_What is needed_.
Reproduce exactly the line containing "Yes. That looks better." and every line after it, through the last line of the records below; add nothing.

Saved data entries
PR #1159, opened 2026-06-22
Update from org.apache.commons.logging 1.2 to org.apache.commons.commons-logging 1.4

merks:


merks:
@ruspl-afed  @gnl42 

This appears to have been successful.  Any concerns about merging this?

ruspl-afed (approved):
LGTM
I saw that we in fact grab 1.2.0 from some old repo, when I was trying to update Gerrit, but I was not sure.
Thank you @merks

merks:
BTW, given that the target platform uses planner mode and given that only the newer logging bundle is present in the target platform, I was quite hopeful that this was the correct thing to do.  :-)

image

gnl42:
Thanks @merks

PR #1163, opened 2026-06-23
[#1162] Resolve `@since` warnings for `org.eclipse.mylyn.jenkins.core`

### LINKED ISSUE #1162: Resolve `@since` warnings for `org.eclipse.mylyn.jenkins.core`
Extract from https://github.com/eclipse-mylyn/org.eclipse.mylyn/pull/1158#issuecomment-4776695982 (by @merks ) 

And it's hard to work with the offending project because it has so many complaints about missing `@since`. Don't others see that?

Image

ruspl-afed:
* internal packages should not be a part of API

Fixes #1162

### DIFF
--- a/mylyn.builds/org.eclipse.mylyn.jenkins.core/META-INF/MANIFEST.MF
+++ b/mylyn.builds/org.eclipse.mylyn.jenkins.core/META-INF/MANIFEST.MF
@@ -14,9 +14,9 @@ Require-Bundle: org.eclipse.core.runtime;bundle-version="0.0.0",
 Bundle-ActivationPolicy: lazy
 Bundle-RequiredExecutionEnvironment: JavaSE-21
 Bundle-Localization: plugin
-Export-Package: org.eclipse.mylyn.internal.hudson.model,
- org.eclipse.mylyn.internal.jenkins.core,
- org.eclipse.mylyn.internal.jenkins.core.client;x-friends:="org.eclipse.mylyn.jenkins.ui",
+Export-Package: org.eclipse.mylyn.internal.hudson.model;x-friends:="org.eclipse.mylyn.jenkins.tests",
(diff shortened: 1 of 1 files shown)


ruspl-afed:
We have a process issue here: 
formally this is a breaking API change, that requires promotion to 5.0
but in fact it looks more like a fix for "API by mistake", because packages have "internal" in its name.

mylyn.builds/org.eclipse.mylyn.jenkins.core/META-INF/MANIFEST.MF
```diff
@@ -14,8 +14,8 @@ Require-Bundle: org.eclipse.core.runtime;bundle-version="0.0.0",
 Bundle-ActivationPolicy: lazy
 Bundle-RequiredExecutionEnvironment: JavaSE-21
 Bundle-Localization: plugin
-Export-Package: org.eclipse.mylyn.internal.hudson.model,
- org.eclipse.mylyn.internal.jenkins.core,
+Export-Package: org.eclipse.mylyn.internal.hudson.model;x-internal:=true,
```
merks: Is it used in any tests that should be friends? Friend directives automatically imply internal too.

ruspl-afed: Fixed

merks (approved):
Yes. That looks better.

gnl42 (approved):
Looks good.

My question is, why/how did the internal classes become API? Especially since they weren't touched by #1153

ruspl-afed:
> My question is, why/how did the internal classes become API? Especially since they weren't touched by #1153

_Response area_.
Yes. That looks better.

gnl42 (approved):
Looks good.

My question is, why/how did the internal classes become API? Especially since they weren't touched by #1153

ruspl-afed:
> My question is, why/how did the internal classes become API? Especially since they weren't touched by #1153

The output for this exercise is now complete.